—RUTH 1:16-22—DECEMBER 7—
"Be kindly affectioned one toward another."—Rom. 12:10 .
WHILE THE BOOK OF RUTH is not prophetical, but merely historical, it is valuable to us in various ways. (1) It furnishes an important link in the chronological chain leading down to King David and, hence, a part of the chronological line leading down to the Man Christ Jesus. (2) It gives a glimpse of the habits and customs of the Israelites in general as an agricultural people. In this respect it is in marked contrast with the Books of Judges, Kings and Chronicles, which dealt more particularly with the rulers, generals and wars. (3) The story of Ruth points a very beautiful lesson of fidelity, sympathy and love amongst the people at that time, and inculcates a similar lesson of kindness of disposition amongst the spiritual Israelites, guaranteeing them, along this line, blessings both for the present and for the future.

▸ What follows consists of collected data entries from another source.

PR #1933, opened 2024-01-19
drop Mailpit feature

browner12:
this is now included by default in the base box, and doesn't require a feature flag to be activated.


svpernova09 (approved):
Thanks.

PR #3464, opened 2019-08-23
Remove MakePayment and introduce SignedExtension docs/examples

### LINKED ISSUE #3299: Outdated references to `MakePayment`
`MakePayment` trait is been removed but it still exists in a few comments.

https://github.com/paritytech/substrate/blob/89a56adaf8512ab55aabe4f1d9725e3a1baaba11/srml/contracts/src/lib.rs#L428

https://github.com/paritytech/substrate/blob/1fcd1286d87dc7acb8c2b0ee3ff6fe2199536ea0/srml/balances/src/lib.rs#L75

kianenigma:
Closes #3299 

Also adds some documentation about the replacement of `MakePayment`: `SignedExtensions` to the example module.

### DIFF
--- a/srml/balances/src/lib.rs
+++ b/srml/balances/src/lib.rs
@@ -72,8 +72,6 @@
 //! - [`Imbalance`](../srml_support/traits/trait.Imbalance.html): Functions for handling
 //! imbalances between total issuance in the system and account balances. Must be used when a function
 //! creates new funds (e.g. a reward) or destroys some funds (e.g. a system fee).
-//! - [`MakePayment`](../srml_support/traits/trait.MakePayment.html): Simple trait designed
-//! for hooking into a transaction payment.
 //! - [`IsDeadAccount`](../srml_system/trait.IsDeadAccount.html): Determiner to say whether a
 //! given account is unused.
 //!
@@ -87,6 +85,17 @@
 //! ### Public Functions
 //!
 //! - `vesting_balance` - Get the amount that is currently being vested and cannot be transferred out of this account.
+//!
+//! ### Signed Extensions
+//!
+//! The balances module defines the following extensions:
+//!
+//!   - [`TakeFees`]: Consumes fees proportional to the length and weight of the transaction.
+//!     Additionally, it can contain a single encoded payload as a `tip`. The inclusion priority
+//!     is increased proportional to the tip.
+//!
+//! Lookup the runtime aggregator file (e.g. `node/runtime`) to see the full list of signed
+//! extensions included in a chain.
 //!
 //! ## Usage
 //!
--- a/srml/example/src/lib.rs
+++ b/srml/example/src/lib.rs
@@ -258,7 +258,7 @@ use srml_support::{StorageValue, dispatch::Result, decl_module, decl_storage, de
 use system::{ensure_signed, ensure_root};
 use codec::{Encode, Decode};
 use sr_primitives::{
-	traits::{SignedExtension, DispatchError, Bounded },
+	traits::{SignedExtension, DispatchError, Bounded},
 	transaction_validity::ValidTransaction,
 	weights::{SimpleDispatchInfo, DispatchInfo},
 };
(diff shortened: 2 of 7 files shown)


kianenigma:
[clabot:check]

srml/balances/src/lib.rs
```diff
@@ -88,6 +86,17 @@
...
 //!
+//! ### Signed Extensions
+//!
+//! The balances module defines the following extensions:
+//!
+//!   - [`TakeFees`]: Consumes fees proportional to the length and weight of the transaction.
+//!     Additionally, it can contain a single encoded payload as a `tip`. The inclusion priority
+//!     is increased proportional to the tip.
+//!
+//! Lookup the runtime aggregator file (e.g. `node/runtime`) to see the full list of signed
```
bkchr: I don't see any reason to write this sentence?

srml/system/src/lib.rs
```diff
@@ -42,6 +42,23 @@
...
+//!     exceed the limits.
+//!   - ['CheckNonce']: Checks the nonce of the transaction. Contains a single payload of type
+//!     `T::Index`.
+//!   - [`CheckEra`]: Checks the era of the transaction. Contains a single payload of type `Era`.
+//!   - [`CheckGenesis`]: Checks the provided genesis hash of the transaction. Must be a part of the
+//!     signed payload of the transaction.
+//!   - [`CheckVersion`]: Checks that the runtime version is the same as the one encoded in the
+//!     transaction.
+//!
+//! Lookup the runtime aggregator file (e.g. `node/runtime`) to see the full list of signed
```
bkchr: Again

srml/example/src/lib.rs
```diff
@@ -500,15 +506,105 @@ impl<T: Trait> Module<T> {
...
+// Using the extension, you can add some hooks to the lifecycle of each transaction. Note that by
+// default, an extension is applied to all `Call` functions (i.e. all transactions). the `Call` enum
+// variant is given to each function of `SignedExtension`. Hence, you can filter based on module or
+// a particular call if needed.
+//
+// Some extra information, such as encoded length, some static dispatch info like weight and the
+// sender of the transaction (if signed) are also provided.
+//
+// The main hooks that you can add are:
+//   - `pre_dispatch`.
```
bkchr: Just link the trait, otherwise any function you describe here could be already non existent.

srml/example/src/lib.rs
```diff
@@ -500,15 +506,105 @@ impl<T: Trait> Module<T> {
...
+//   - `pre_dispatch_unsigned`.
+//   - `validate_unsigned`.
+//   - `post_dispatch`.
+//
+// The signed extensions are aggregated in the runtime file of a substrate chain. All extensions
+// should be aggregated in a tuple and passed to the `CheckedExtrinsic` and `UncheckedExtrinsic`
+// types defined in the runtime. Lookup `pub type SignedExtra = (...)` in `node/runtime` and
+// `node-template` for an example of this.
+//
+// > `SignedExtension` is a very recent addition to substrate at the time of this writing and might
```
bkchr: This could be written for any part of substrate. So, I think we don't need to mention it here.

kianenigma: fair enough 👍

srml/balances/src/lib.rs
kianenigma: I have a strong incentive to mention it as much as I can: so that the user would not think that just defining this struct and implementing the trait is enough and we, like it is magic, take care of the rest. In reality, doing ^^ does exactly _nothing_. Once included in the runtime's `UncheckedExtrinsic` type then it starts doing stuff :D

Similar to modules that get aggregated somewhere, extensions also get combined at some point in the runtime file and I find it an important note to point out. Hence, let's keep such sentences.

bkchr: Why not write this? You write someone should look into the runtime to see all signed extensions. You should write that the user needs to add them to the extrinsics type to be used.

Somewhere about Gideon's time, when scarcity amounting almost to famine prevailed in Palestine, as a judgment of the Lord upon his people for some measure of coldness or unfaithfulness to him and to their covenant, Naomi's husband determined to emigrate with his family to the other side of the Dead Sea—to the land of Moab. The Moabites were the descendants of Lot, but, nevertheless, the Lord marked out to his people Israel that they were not to be considered the children of Abraham—that they were not fellow-heirs of the promises made to Abraham, and, therefore, they were not subjects of special dealings, disciplines, providences, etc., as were the Israelites. Naomi and her two sons went with her husband apparently without regret, to the land of Moab, hoping thereby to better the prospects of the family. It was a mistake, however, as she afterwards realized, to attempt to regulate their own affairs when they were specially under the Lord's protection and guidance.

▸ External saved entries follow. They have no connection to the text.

PR #3465, opened 2019-08-23
decl_storage metadata: use spin instead of once_cell and make use of it in no_std

thiolliere:
previously the metadata was cached into a Once structure only on std by the use of the crate once_cell (which doesn't work on no_std).

Now it uses spin crate and implements the caching for both std and no_std.

Spin crate is used by lazy_static for no_std. (note: lazy_static doesn't use spin for std).

EDIT: Maybe there was a reason not to cache in no_std, but I'm not aware of it

### DIFF
--- a/Cargo.lock
+++ b/Cargo.lock
@@ -4178,11 +4178,11 @@ name = "srml-support"
 version = "2.0.0"
 dependencies = [
  "bitmask 0.5.0 (registry+https://github.com/rust-lang/crates.io-index)",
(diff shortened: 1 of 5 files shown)


bkchr:
If we cache in wasm, it will probably be thrown away by the next execution. The memory instance is reset before each call into wasm.
I think that we just should integrate a cache for the Metadata in the node. So, that we don't even need to call into the runtime to get the value.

As Israelites they should have esteemed the divine promises so highly that they would not have left the land of promise and the people of promise to commingle with those who were strangers to those promises and more or less idolaters. To be on the Lord's side amongst the Lord's people should have been esteemed far more important than earthly prospects. Naomi, however, is not to blame in connection with this matter; the responsibility rested with her husband, and it is evident that her heart was never fully in sympathy with the move, because about ten years subsequently, when her husband and two sons died, she promptly determined on a return to the Lord's people and to the land which he had given them.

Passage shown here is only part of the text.